◆ What you are asked to do ◆
The lines below that include "should" are to be found and copied.

◆ Provided records ◆
PR #16783, opened 2022-01-05
cockpit-bridge: add Recommends and Suggests

allisonkarlitskaya:
We've seen users getting confused by trying to use cockpit-client to log
in to servers where they've installed cockpit-bridge, and not being able
to due to missing cockpit-system.

Add cockpit-system as a recommend from the cockpit-bridge package for
both dpkg and rpm.

Additionally, list networkmanager, packagekit, pcp, sosreport, and
storaged as suggested packages on both distros, and additionally
kdump and selinux for rpm.

### DIFF
--- a/tools/cockpit.spec
+++ b/tools/cockpit.spec
@@ -366,6 +366,14 @@ troubleshooting, interactive command-line sessions, and more.
 %package bridge
 Summary: Cockpit bridge server-side component
 Requires: glib-networking
+Recommends: cockpit-system
+Suggests: cockpit-kdump
+Suggests: cockpit-networkmanager
+Suggests: cockpit-packagekit
+Suggests: cockpit-pcp
+Suggests: cockpit-selinux
+Suggests: cockpit-sosreport
+Suggests: cockpit-storaged
 Provides: cockpit-ssh = %{version}-%{release}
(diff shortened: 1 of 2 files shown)


martinpitt (changes requested):
This is completely the wrong way around IMHO. We must fix the Cockpit-client documentation/home page to not suggest to install bridge. Users should not even be aware of -bridge, that's just an internal library-like implementation detail. Users should install "cockpit" metapackage, or "cockpit-system" or a minimal remote target. We also have legit use cases for installing only cockpit-podman (CRC) or subscription-manager-cockpit (on RHEL desktop), which both pull in -bridge as a dependency.

allisonkarlitskaya:
What do you suggest we do?  Tell users to install the cockpit-system package?

I start to wonder if maybe we should add a metapackage for "full server-side cockpit install" (ie: basically everything except -ws).

martinpitt:
> Tell users to install the cockpit-system package?

That's the minimum, the "cockpit" metapackage would give a more complete experience. In particular, cockpit-packagekit provides the Applications tab, which enables more packages in a graphical way (such as c-podman)

allisonkarlitskaya:
eh.  Let's just go with #16784 and call it a day, then.

PR #16784, opened 2022-01-05
flatpak: stop suggesting to install cockpit-bridge

allisonkarlitskaya:
This language ends up being extremely visible on our flathub page and in
GNOME Software, and it's possibly leading to people running `dnf install
cockpit-bridge` and expecting that to work.

Drop the language and just say that the server needs to have Cockpit
installed, but not enabled.

See also #16775


martinpitt (approved):
Thanks!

◆ Response ◆
This is completely the wrong way around IMHO. We must fix the Cockpit-client documentation/home page to not suggest to install bridge. Users should not even be aware of -bridge, that's just an internal library-like implementation detail. Users should install "cockpit" metapackage, or "cockpit-system" or a minimal remote target. We also have legit use cases for installing only cockpit-podman (CRC) or subscription-manager-cockpit (on RHEL desktop), which both pull in -bridge as a dependency.
I start to wonder if maybe we should add a metapackage for "full server-side cockpit install" (ie: basically everything except -ws).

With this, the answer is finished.